_ABOUT THIS EXERCISE_
Only the lines holding "notes" are wanted. Copy every one from the records below.

::: DATA PROVIDED

PR #268, opened 2026-08-13
Update PR env ssl cert renewal

nelsonkopliku:
### Description

Update the guide to renew PR env ssl cert so both https://prenv.trento.suse.com/ and https://foo.prenv.trento.suse.com/ actually have a proper certificate.

### DIFF
--- a/content/internal-notes/pr-env-ssl-certificate-setup.adoc
+++ b/content/internal-notes/pr-env-ssl-certificate-setup.adoc
@@ -13,30 +13,61 @@ Run the following command to start the certificate generation process:
 
 [source,bash]
 ----
-certbot certonly --manual --preferred-challenges dns -d "*.<the-domain>"
+certbot certonly --manual --preferred-challenges dns \
+  --cert-name <the-domain> \
+  -d "*.<the-domain>" \
+  -d "<the-domain>"
 ----
+
+Both `+-d+` flags are required. A wildcard matches exactly one label and
+does not cover the bare domain it is derived from, so a certificate
+issued only for `+*.<the-domain>+` is valid for `+1234.<the-domain>+`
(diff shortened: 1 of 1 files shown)


gagandeepb (approved):
Thanks for this.

content/internal-notes/pr-env-ssl-certificate-setup.adoc
```diff
@@ -13,30 +13,61 @@ Run the following command to start the certificate generation process:
...
 
-Before continuing, verify the record is deployed.
+Before continuing, verify the TXT record has been deployed.
 ....
 
+The two names are validated separately, but both challenges use the
+*same* record name, `+_acme-challenge.<the-domain>+`, with different
+values. Certbot prints them one at a time:
+
+* If it prompts *twice*, the second value must be *added alongside* the
```
arbulu89, line 51: question:
"prompts twice", you mean it prints 2 lines with two strings?
Or it does the whole sequence twice?

arbulu89 (approved):
No issues with this.
The other option was to disable the "domain only" serving, so it doesn't even exist.
We don't really use it.

PD: I think at some point we need to spend some time and enable the auto renew of certificates if possible

content/internal-notes/pr-env-ssl-certificate-setup.adoc
nelsonkopliku: first code -> route53 -> enter -> then second code and again

(I actually falled in the once scenario only because I had renewed brfore 😅 )

arbulu89: Ok, the whole process of getting code and putting in route53 (and waiting) twice (second time appending the value).
got it

nelsonkopliku:
@arbulu89 big +1 in automating the renewal. Let me add an item in the backlog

::::::

_COMPLETED TASK_
--- a/content/internal-notes/pr-env-ssl-certificate-setup.adoc
+++ b/content/internal-notes/pr-env-ssl-certificate-setup.adoc
content/internal-notes/pr-env-ssl-certificate-setup.adoc
content/internal-notes/pr-env-ssl-certificate-setup.adoc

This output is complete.